EEG power spectrum maturation in preterm fetal growth restricted infants

Power spectral analysis of the electroencephalogram (EEG) is a non-invasive method to examine infant brain maturation. Preterm fetal growth restricted (p-FGR) neonates display an altered EEG power spectrum compared to appropriate-for-gestational-age (AGA) peers, suggesting delayed brain maturation. Longitudinal studies investigating EEG power spectrum maturation in p-FGR infants are lacking, however. We thus aimed to investigate brain maturation using sleep EEG power spectral analysis in p-FGR infants compared to preterm and term AGA controls (p-AGA and t-AGA, respectively). EEG was recorded during spontaneous sleep in 13 p-FGR, 17 p-AGA and 19 t-AGA infants at 1 and 6 months post-term age. Infant sleep states (active and quiet sleep) were scored using standard criteria. Power spectral analysis of a single-channel EEG (C3-M2/C4-M1) was performed using Fast Fourier Transform.
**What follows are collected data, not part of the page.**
PR #237, opened 2018-02-08
Update pipe.R

CorradoLanera:
devtools::install() return the following warning:
```
missing file link '%>%'
```
which makes Travis crash at:
```
checking whether package ‘XYZ’ can be installed ... ERROR
```

use of rdname works correctly

### DIFF
--- a/inst/templates/pipe.R
+++ b/inst/templates/pipe.R
@@ -1,6 +1,6 @@
 #' Pipe operator
 #'
-#' See \code{magrittr::\link[magrittr]{\%>\%}} for details.
+#' See \code{magrittr::\link[magrittr]{pipe}} for details.
 #'
 #' @name %>%
 #' @rdname pipe


jennybc:
I can't reproduce this problem. Are you sure your devtools is current? Can you be more explicit about what you're doing? Can you point me to a travis log file with the error you're getting?

Both forms of link work for me, so I suppose either is fine.

@hadley A link to the `pipe` topic does seems more robust than to `%>%`, but perhaps less evocative. Do you care?

CorradoLanera:
[This](https://travis-ci.com/CorradoLanera/CrossClustering/builds/65289048) Trevis job on [this](https://github.com/CorradoLanera/CrossClustering/commit/17f8cb04ca37826eaca216efc7b6e9b6d9a0ddb2) commit returned in the Trevis error:
```
checking whether package ‘CrossClustering’ can be installed ... ERROR
Installation failed.
```
On the other hand, for the same commit (on my pc: win10 + RStudio 1.1.419 + R 3.4.3 + devtools 1.13.4) `devtools::check()` results in 0 errors, 0 warnings, 0 notes and I can "install & reload" the package without problems. I can't figure out why on my pc I had no problem but Travis can't "install" the package.
After some googling I have read [here](http://r-pkgs.had.co.nz/check.html) the suggestion to explicitly run `devtools::install()` in case of that error. 

Running `devtools::install()` resulted in a single warning:
```
Rd warning: C:/Users/corra/OneDrive/CrossClustering/man/pipe.Rd:10: missing file link '%>%'
```
which wasn't throw with `pipe` instead of `\%>\%`.

[here](https://travis-ci.com/CorradoLanera/CrossClustering/builds) there is all the Travis job history.

I'm very new to Travis and I had some trouble to understand I have to merge something to make it run jobs again on a new commit so before I was able to re-run Travis I made some changes and more than one commit (you can track them [here](https://github.com/CorradoLanera/CrossClustering/commits/develop)). Now Travis works properly.

jennybc:
I used `use_pipe()` here in this package [in a branch](https://github.com/r-lib/usethis/tree/pipe-doc-test) as an experiment and have no trouble with R CMD check, including [on Travis](https://travis-ci.org/r-lib/usethis/builds/338853380?utm_source=github_status&utm_medium=notification). I think there must be something else going on in your situation that is the root cause of your difficulty. Maybe looking at that branch and commit will reveal what is different from your situation.

CorradoLanera:
I set `use_pipe()` again in a different branch as you suggested me and no trouble with Travis nor AppVeyor. So, I don't understand what was the problem but it seems not related with `use_pipe()`. I agree with you that `%>%` is more evocative and possibly better than `pipe`, but `devtools::install()` continue to throw the same warning:

```r
> devtools::install()
Installing CrossClustering
"C:/PROGRA~1/R/R-3.4.3/bin/x64/R" --no-site-file --no-environ --no-save --no-restore --quiet CMD INSTALL  \
  "C:/Users/corra/OneDrive/CrossClustering" --library="C:/Users/corra/Documents/R/win-library/3.4" --install-tests 

* installing *source* package 'CrossClustering' ...
** R
** data
** tests
** preparing package for lazy loading
** help
*** installing help indices
  converting help for package 'CrossClustering'
    finding HTML links ... done
    ARI_contingency                         html  
    CrossClustering                         html  
    PermSignificanceARI                     html  
    SignificanceARI                         html  
    chain_effect                            html  
    is_zero                                 html  
    max_proportion_function                 html  
    pipe                                    html  
Rd warning: C:/Users/corra/OneDrive/CrossClustering/man/pipe.Rd:10: missing file link '%>%'
    prune_zero_tail                         html  
    toy                                     html  
    twomoons                                html  
    which_cluster                           html  
    worms                                   html  
** building package indices
** testing if installed package can be loaded
*** arch - i386
*** arch - x64
* DONE (CrossClustering)
In R CMD INSTALL
Reloading installed CrossClustering
```
I don't know if it can cause some throuble.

The EEG power spectrum was divided into delta (0.5–4 Hz), theta (4–8 Hz), alpha (8–12 Hz), sigma (12–14 Hz) and beta (14–30 Hz) frequency bands. Relative (%) powers and the spectral edge frequency were calculated. The spectral edge frequency was significantly higher in p-FGR infants compared to p-AGA controls in quiet sleep at 1 month post-term age (p <.01). This was due to significantly reduced %-delta and significantly increased %-theta, %-alpha and %-beta power (p <.01 for all) compared to p-AGA infants. p-FGR infants also showed significantly increased %-beta power compared to t-AGA infants (p <.05). No group differences were observed in active sleep or at 6 months post-term age. In conclusion, p-FGR infants show altered sleep EEG power spectrum maturation compared to AGA peers. However, changes resolved by 6 months post-term age.